◆ RECORDS SHOWN:
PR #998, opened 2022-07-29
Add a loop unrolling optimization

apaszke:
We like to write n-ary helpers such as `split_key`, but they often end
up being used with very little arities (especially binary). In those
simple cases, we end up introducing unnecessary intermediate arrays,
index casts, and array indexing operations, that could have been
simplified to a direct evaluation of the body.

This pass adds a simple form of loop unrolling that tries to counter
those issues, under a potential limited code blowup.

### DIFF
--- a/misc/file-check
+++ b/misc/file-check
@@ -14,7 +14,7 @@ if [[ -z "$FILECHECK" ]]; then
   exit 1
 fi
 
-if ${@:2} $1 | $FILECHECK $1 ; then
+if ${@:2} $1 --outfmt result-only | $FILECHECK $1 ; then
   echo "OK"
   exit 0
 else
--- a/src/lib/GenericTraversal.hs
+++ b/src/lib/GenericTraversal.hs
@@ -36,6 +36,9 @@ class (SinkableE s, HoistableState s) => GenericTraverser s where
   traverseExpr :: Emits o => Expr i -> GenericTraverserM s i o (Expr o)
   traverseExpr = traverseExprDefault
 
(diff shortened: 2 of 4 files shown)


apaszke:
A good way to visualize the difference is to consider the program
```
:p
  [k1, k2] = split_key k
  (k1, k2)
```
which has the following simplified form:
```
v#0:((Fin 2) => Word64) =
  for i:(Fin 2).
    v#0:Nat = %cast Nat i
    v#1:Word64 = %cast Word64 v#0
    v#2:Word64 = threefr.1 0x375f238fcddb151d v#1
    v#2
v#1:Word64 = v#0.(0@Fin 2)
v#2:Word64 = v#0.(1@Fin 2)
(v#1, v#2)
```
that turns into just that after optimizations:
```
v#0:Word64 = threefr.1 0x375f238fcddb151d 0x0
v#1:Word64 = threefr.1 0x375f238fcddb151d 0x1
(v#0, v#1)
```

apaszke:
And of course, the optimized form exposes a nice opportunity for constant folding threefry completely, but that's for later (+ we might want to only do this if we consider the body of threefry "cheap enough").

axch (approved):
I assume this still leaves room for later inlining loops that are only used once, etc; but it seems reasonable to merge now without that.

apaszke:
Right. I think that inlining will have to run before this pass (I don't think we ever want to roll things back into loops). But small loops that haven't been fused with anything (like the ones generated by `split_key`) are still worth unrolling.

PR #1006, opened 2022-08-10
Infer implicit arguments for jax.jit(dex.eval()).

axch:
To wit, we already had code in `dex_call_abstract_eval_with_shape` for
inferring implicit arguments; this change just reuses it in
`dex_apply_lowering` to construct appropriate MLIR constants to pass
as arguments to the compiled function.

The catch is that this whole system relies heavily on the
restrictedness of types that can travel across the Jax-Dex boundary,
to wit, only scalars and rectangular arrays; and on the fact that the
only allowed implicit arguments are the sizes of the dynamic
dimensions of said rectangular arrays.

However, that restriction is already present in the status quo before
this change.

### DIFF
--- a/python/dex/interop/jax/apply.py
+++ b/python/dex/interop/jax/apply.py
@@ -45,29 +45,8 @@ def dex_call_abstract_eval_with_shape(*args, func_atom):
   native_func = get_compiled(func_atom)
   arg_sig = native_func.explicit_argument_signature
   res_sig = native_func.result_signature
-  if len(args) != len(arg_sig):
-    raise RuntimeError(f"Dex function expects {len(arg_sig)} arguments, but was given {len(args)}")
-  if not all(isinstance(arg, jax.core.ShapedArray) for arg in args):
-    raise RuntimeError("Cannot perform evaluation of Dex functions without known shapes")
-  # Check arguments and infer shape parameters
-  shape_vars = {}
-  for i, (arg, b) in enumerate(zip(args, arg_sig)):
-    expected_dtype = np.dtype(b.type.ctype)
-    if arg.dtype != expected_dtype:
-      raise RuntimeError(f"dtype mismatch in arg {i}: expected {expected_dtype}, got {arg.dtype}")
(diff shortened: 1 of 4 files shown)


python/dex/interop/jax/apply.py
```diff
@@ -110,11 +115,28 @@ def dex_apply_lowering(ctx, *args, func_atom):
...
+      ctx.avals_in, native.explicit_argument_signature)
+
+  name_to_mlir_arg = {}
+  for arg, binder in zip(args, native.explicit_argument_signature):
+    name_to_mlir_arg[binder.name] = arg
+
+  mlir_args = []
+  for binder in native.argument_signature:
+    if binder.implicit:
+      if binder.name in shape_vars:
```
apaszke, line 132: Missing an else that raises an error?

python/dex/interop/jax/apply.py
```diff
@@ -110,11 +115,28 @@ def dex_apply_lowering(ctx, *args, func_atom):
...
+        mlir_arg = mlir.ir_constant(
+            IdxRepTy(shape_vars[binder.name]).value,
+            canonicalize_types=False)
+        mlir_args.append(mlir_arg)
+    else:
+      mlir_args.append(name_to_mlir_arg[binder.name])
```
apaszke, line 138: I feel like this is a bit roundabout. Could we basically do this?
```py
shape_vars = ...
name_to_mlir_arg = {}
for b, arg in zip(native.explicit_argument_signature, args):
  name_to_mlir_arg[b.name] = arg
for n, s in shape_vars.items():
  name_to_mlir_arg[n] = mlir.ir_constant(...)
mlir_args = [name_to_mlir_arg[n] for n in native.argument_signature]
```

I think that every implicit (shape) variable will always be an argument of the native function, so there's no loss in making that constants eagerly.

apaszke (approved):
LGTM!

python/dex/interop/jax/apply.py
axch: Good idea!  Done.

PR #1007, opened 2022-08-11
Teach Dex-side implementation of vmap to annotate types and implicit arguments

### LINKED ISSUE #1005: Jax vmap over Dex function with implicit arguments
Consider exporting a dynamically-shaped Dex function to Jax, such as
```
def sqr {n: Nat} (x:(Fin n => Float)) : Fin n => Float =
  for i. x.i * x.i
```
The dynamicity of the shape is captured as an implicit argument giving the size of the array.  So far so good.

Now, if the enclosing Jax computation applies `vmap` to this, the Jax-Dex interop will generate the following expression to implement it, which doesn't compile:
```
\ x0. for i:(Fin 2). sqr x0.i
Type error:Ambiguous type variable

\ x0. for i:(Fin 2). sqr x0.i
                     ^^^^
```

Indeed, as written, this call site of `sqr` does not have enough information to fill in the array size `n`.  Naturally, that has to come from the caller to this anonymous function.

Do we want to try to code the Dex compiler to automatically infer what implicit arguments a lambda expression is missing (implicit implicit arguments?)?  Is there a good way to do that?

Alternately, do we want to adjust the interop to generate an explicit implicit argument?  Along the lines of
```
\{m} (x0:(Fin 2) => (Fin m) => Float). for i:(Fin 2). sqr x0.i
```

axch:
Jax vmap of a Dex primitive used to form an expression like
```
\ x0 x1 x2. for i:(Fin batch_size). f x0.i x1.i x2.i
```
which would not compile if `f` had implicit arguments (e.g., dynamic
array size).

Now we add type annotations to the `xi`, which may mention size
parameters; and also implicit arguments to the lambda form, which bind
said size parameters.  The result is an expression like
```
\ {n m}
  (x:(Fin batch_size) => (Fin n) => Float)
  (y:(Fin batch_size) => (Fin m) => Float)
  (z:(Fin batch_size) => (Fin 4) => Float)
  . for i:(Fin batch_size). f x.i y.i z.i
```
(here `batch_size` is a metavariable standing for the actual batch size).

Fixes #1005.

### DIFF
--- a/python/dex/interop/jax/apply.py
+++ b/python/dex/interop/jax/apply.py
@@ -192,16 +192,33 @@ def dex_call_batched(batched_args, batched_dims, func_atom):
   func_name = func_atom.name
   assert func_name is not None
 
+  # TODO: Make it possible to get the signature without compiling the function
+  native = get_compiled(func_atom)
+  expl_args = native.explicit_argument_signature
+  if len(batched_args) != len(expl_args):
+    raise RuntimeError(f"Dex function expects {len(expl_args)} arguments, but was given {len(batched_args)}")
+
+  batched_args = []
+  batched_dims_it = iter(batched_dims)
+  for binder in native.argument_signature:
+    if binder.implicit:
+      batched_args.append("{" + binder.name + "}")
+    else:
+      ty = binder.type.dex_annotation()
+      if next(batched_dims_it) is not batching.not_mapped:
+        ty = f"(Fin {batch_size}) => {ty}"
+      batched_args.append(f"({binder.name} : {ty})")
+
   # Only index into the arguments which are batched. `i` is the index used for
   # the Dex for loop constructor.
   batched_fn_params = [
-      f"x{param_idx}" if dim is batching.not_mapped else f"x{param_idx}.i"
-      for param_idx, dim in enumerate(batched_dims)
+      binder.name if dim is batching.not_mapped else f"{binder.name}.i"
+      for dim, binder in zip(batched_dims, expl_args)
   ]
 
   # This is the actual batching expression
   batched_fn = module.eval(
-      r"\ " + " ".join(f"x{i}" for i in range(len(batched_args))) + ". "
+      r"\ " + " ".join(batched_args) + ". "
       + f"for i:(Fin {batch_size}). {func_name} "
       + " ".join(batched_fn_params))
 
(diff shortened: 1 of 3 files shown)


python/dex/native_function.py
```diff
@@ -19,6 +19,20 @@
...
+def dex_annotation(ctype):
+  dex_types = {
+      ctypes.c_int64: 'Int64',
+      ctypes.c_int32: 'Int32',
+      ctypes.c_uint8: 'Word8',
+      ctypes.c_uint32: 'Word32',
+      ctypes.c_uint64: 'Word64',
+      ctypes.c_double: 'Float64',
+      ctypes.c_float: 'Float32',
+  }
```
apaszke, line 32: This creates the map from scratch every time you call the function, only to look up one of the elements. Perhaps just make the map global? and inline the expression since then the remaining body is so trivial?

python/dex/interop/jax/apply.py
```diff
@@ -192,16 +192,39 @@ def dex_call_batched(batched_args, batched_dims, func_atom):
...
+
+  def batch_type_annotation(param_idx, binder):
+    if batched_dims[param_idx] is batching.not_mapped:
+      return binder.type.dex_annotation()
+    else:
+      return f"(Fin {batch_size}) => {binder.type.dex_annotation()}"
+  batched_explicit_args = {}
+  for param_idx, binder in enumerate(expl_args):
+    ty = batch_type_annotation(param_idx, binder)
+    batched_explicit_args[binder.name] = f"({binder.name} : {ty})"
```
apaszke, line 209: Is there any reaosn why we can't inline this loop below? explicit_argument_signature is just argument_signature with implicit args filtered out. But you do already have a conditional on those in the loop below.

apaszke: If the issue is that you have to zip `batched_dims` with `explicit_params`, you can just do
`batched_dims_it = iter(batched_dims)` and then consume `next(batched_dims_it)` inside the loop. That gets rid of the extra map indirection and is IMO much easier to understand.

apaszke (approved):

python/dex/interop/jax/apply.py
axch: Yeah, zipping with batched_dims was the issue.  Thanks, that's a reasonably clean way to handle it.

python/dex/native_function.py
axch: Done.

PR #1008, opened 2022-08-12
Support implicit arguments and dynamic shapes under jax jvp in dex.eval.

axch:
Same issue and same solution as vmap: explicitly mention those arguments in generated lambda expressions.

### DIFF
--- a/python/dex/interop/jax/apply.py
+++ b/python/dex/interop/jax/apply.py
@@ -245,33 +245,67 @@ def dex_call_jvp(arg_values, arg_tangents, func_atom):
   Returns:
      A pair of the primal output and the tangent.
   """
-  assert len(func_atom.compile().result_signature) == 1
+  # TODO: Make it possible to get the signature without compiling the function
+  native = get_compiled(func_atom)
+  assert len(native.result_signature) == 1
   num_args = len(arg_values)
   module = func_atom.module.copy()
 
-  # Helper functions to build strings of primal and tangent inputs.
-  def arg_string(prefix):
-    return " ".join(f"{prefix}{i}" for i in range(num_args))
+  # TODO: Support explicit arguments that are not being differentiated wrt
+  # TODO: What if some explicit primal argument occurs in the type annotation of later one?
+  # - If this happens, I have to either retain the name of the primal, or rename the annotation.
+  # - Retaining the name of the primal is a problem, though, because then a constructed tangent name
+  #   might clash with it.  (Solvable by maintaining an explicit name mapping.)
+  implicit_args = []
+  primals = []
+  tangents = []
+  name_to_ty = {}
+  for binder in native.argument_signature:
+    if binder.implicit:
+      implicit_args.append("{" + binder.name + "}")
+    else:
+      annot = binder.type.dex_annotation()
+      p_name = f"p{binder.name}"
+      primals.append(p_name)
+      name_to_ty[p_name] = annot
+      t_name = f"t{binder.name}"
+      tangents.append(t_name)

◆ TO DO:
Take the lines from the first line of the listing to the line containing "simplified to a". Please print them exactly, ends included, with nothing else.

◆ RESPONSE BOX:
PR #998, opened 2022-07-29
Add a loop unrolling optimization

apaszke:
We like to write n-ary helpers such as `split_key`, but they often end
up being used with very little arities (especially binary). In those
simple cases, we end up introducing unnecessary intermediate arrays,
index casts, and array indexing operations, that could have been
simplified to a direct evaluation of the body.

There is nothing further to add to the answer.